What is required - From the records that follow, copy every line that contains the word "selectedIndex".

»»

PR #455, opened 2024-02-01
Minor fixes for history tab removal process

pkukielka:
## Test plan

Full pre-release QA will be done on this change today.

### DIFF
--- a/src/main/kotlin/com/sourcegraph/cody/CodyToolWindowContent.kt
+++ b/src/main/kotlin/com/sourcegraph/cody/CodyToolWindowContent.kt
@@ -70,12 +70,12 @@ class CodyToolWindowContent(private val project: Project) {
     switchToChatSession(AgentChatSession.createNew(project))
   }
 
-  fun switchToChatSession(chatSession: AgentChatSession) {
+  fun switchToChatSession(chatSession: AgentChatSession, showChatWindow: Boolean = true) {
     ApplicationManager.getApplication().invokeLater {
       currentChatSession.getAndSet(chatSession)
       chatContainerPanel.removeAll()
       chatContainerPanel.add(chatSession.getPanel())
-      tabbedPane.selectedIndex = CHAT_TAB_INDEX
+      if (showChatWindow) tabbedPane.selectedIndex = CHAT_TAB_INDEX
     }
   }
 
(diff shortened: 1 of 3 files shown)


src/main/kotlin/com/sourcegraph/cody/chat/AgentChatSession.kt
```diff
@@ -54,20 +54,18 @@ private constructor(
       sessionId.get().getNow(null) == thatSessionId
 
   fun restoreAgentSession(agent: CodyAgent) {
-    synchronized(this) {
```
pkukielka, line 57: I removed synchronisation because it does not have any sense on the EDT

src/main/kotlin/com/sourcegraph/cody/history/HistoryTree.kt
```diff
@@ -86,11 +87,21 @@ class HistoryTree(
...
-      val period = leaf.parent as PeriodNode
-      model.removeNodeFromParent(leaf)
+    tree.selectedLeafOrNull()?.let { selectedLeaf ->
+      val period = selectedLeaf.parent as PeriodNode
+      val selectedIndex = period.getIndex(selectedLeaf)
+      onDelete(selectedLeaf.chat)
+      model.removeNodeFromParent(selectedLeaf)
       if (model.getChildCount(period) == 0) model.removeNodeFromParent(period)
+
+      val leafsCount = period.childCount
```
pkukielka, line 97: This logic will preserve selection:
* on the same index if possible
* on the previous index if removed element was the last one

src/main/kotlin/com/sourcegraph/cody/CodyToolWindowContent.kt
```diff
@@ -140,7 +140,9 @@ class CodyToolWindowContent(private val project: Project) {
     HistoryService.getInstance().remove(state.internalId)
     if (AgentChatSessionService.getInstance(project).removeSession(state)) {
       val isVisible = currentChatSession.get()?.getInternalId() == state.internalId
-      if (isVisible) switchToChatSession(AgentChatSession.createNew(project))
+      if (isVisible) {
+        switchToChatSession(AgentChatSession.createNew(project), showChatWindow = false)
```
pkukielka, line 144: When we remove element we don't want to switch to the chat window.

mkondratek (approved):
parówal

««

Task result -
-      tabbedPane.selectedIndex = CHAT_TAB_INDEX
+      if (showChatWindow) tabbedPane.selectedIndex = CHAT_TAB_INDEX
+      val selectedIndex = period.getIndex(selectedLeaf)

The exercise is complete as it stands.